Internet non c’era, i telefonini neanche, e l’unico numero a disposizione era quello dell’agenzia. Dalle ore 18.01 del venerdì (al nord, almeno) l’unica voce che il cliente poteva ascoltare era quella della segreteria telefonica. “Grazie di aver chiamato. La nostra agenzia osserva i seguenti orari di apertura... La preghiamo di contattarci in orario di ufficio. Grazie.”

Poi è arrivata la liberalizzazione delle licenze, le agenzie nei centri commerciali, le aperture del sabato mattina e - infine - il web. La pacchia è finita. È arrivata la concorrenza. Certo, in questi ultimi 10 anni - grazie soprattutto alle low cost e alle Olta - il mercato si è sensibilmente allargato. Oggi viaggiare non è più affare per ricchi, si va in vacanza più volte all’anno, la villeggiatura da un mese è roba del secolo scorso. Ma c’è la concorrenza.  

Attendere che il cliente, come una volta, entri in agenzia, si accomodi e si senta rivolgere un invitante “Buongiorno, allora, dove posso mandarla di bello, in vacanza?” è pura illusione. Il cliente bisogna andare a cercarselo fuori, nella strada, e cacciarlo come i nostri progenitori con la clava, strappandolo alla spietata concorrenza di altri eredi di progenitori con la clava.

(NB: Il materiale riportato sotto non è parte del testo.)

PR #1258, opened 2017-04-20
Add CodeCov to repo

imshashank:
Adding CodeCov to the repo.

This update deprecated phpunit 4 in favor of phpunit 4.8

Please review the code @kstich @mtdowling @jeskew @cjyclaire

### DIFF
--- a/composer.json
+++ b/composer.json
@@ -29,7 +29,7 @@
         "ext-json": "*",
         "ext-dom": "*",
         "ext-simplexml": "*",
-        "phpunit/phpunit": "~4.0|~5.0",
+        "phpunit/phpunit": "^4.8.35|^5.4.0",
         "behat/behat": "~3.0",
         "doctrine/cache": "~1.4",
         "aws/aws-php-sns-message-validator": "~1.0",
--- a/.gitignore
+++ b/.gitignore
@@ -19,3 +19,4 @@ docs/venv
 docs/_themes/flask/flask_theme_support.pyc
 docs/_ext/aws/__init__.pyc
 src/package.xml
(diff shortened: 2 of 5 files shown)


composer.json
```diff
@@ -29,7 +29,7 @@
         "ext-json": "*",
         "ext-dom": "*",
         "ext-simplexml": "*",
-        "phpunit/phpunit": "~4.0|~5.0",
+        "phpunit/phpunit": "~4.8",
```
jeskew: 4.8 is pretty far out of date at this point and isn't guaranteed to be compatible with PHP 7 or 7.1. To make sure the tests are still compatible with all of the versions we test in Travis, I would recommend `^4.8.35|^5.4.0|^6.0.0`

jeskew: Looks like the underscore-namespaced class names were dropped from PHPUnit 6. `^4.8.35|^5.4.0` should avoid the failures that were reported for PHP 7 and 7.1. Alternatively, you could migrate to the new test class naming convention (e.g., replace `PHPUnit_Framework_TestCase` with `\PHPUnit\Framework\TestCase`).

imshashank: I'll add this task to backLog to replace PHPUnit_Framework_TestCase with \PHPUnit\Framework\TestCase.
Have updated the composer.json file with values: ^4.8.35|^5.4.0",

imshashank:
@jeskew @kstich @mtdowling @cjyclaire Please let me know if this requires any more changes?

kstich:
If we're okay with the changes to the required minimum versions of PHPUnit, this looks good to me.

Issue #1242, opened 2017-04-05
Question: Why is src/functions.php excluded from PHPUnit coverage?


bradynpoulsen:
This observation was made when looking at this following configuration in the phpunit.xml.dist file https://github.com/aws/aws-sdk-php/blob/master/phpunit.xml.dist#L28

imshashank:
@bradynpoulsen I just ran a coverage with the functions.php included and the report showed 0% coverage for functions.php. 

Although all of the method from functions.php are called in other classes and test classes.

I suspect this to be the reason that the file was excluded as it is incorrectly represented in coverage report.

bradynpoulsen:
That's interesting. I added 2 functions and tests for them in PR #1243 and ran coverage with functions.php included and coverage was reported for the ones I added.

imshashank:
@bradynpoulsen Thanks a lot for your work. I see the PR and will check the code.

kstich:
It looks like many of the tests in FunctionsTest.php don't properly map to coverage, as @imshashank found, even though they have passing tests written. We could re-introduce the functions file, update the tests with `@covers` tags, and follow-up by increasing coverage with more tests. Thoughts?

bradynpoulsen:
I agree, anytime coverage can be tracked for code that would be executed in the distributed package sounds like a winner.

kstich:
This was merged a short while ago. Thanks again @bradynpoulsen!

PR #1268, opened 2017-04-25
PHPUnit coverage for functions.php

kstich:
Add PHPUnit coverage for functions.php. Clean up + mark coverage on existing tests and add several more for increased coverage.

Resolution of issue #1242

### DIFF
--- a/tests/FunctionsTest.php
+++ b/tests/FunctionsTest.php
@@ -8,6 +8,9 @@ use Aws\S3\S3Client;
 
 class FunctionsTest extends \PHPUnit_Framework_TestCase
 {
+    /**
+     * @covers Aws\recursive_dir_iterator()
+     */
     public function testCreatesRecursiveDirIterator()
     {
         $iter = Aws\recursive_dir_iterator(__DIR__);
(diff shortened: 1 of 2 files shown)


imshashank:
@kstich I can not see the modified files in the coverage report. Is there a reason that the coverage dropped? And can it be fixed?

kstich:
I'm unsure as to why codecov didn't load those; that seems like an issue on its end as opposed to with the file changes here.

The coverage itself dropped because we re-introduced a file that was previously uncovered (functions.php) which has a slightly lower coverage than the overall repository currently. There are a few small tests that I've just added, but the majority of the missing coverage is due to a tracking issue with PHPUnit and the static manifest variable in \Aws\manifest().

tests/FunctionsTest.php
```diff
@@ -72,35 +92,109 @@ public function testUsesPhpCompilationOfJsonIfPossible()
...
+
+    /**
+     * @covers Aws\default_http_handler()
+     */
+    public function testGuzzleV5HttpHandler()
+    {
+        if (!class_exists('GuzzleHttp\Ring\Core')) {
+            $this->markTestSkipped();
+        }
+        $this->assertInstanceOf(Aws\Handler\GuzzleV5\GuzzleHandler::class, Aws\default_http_handler());
```
imshashank: Split in multiple lines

E come si fa?! Un solo esempio.

Eliseo Capretti è lo storico fondatore e titolare di Ocean Viaggi, agenzie di viaggi con sede principale a Salò (BS). Storico perché lavora da più di trent’anni, non perché non sia sveglio e al passo coi tempi. Anzi. Uno dei suoi business è organizzare crociere a tema. Ne ha fatte coi ciclisti, accompagnati da un campione del passato. Ne ha fatte con ballerini e orchestre. Ne ha in portafoglio di speciali sulla salute e sul benessere. Numeri? Centinaia di adesioni, e spesso liste chiuse ben prima della partenza.

Attenti, però, coi ciclisti. Eliseo ha dovuto fermarsi, perché volevano portarsi la bici in camera. E la compagnia di crociere non era tanto d’accordo...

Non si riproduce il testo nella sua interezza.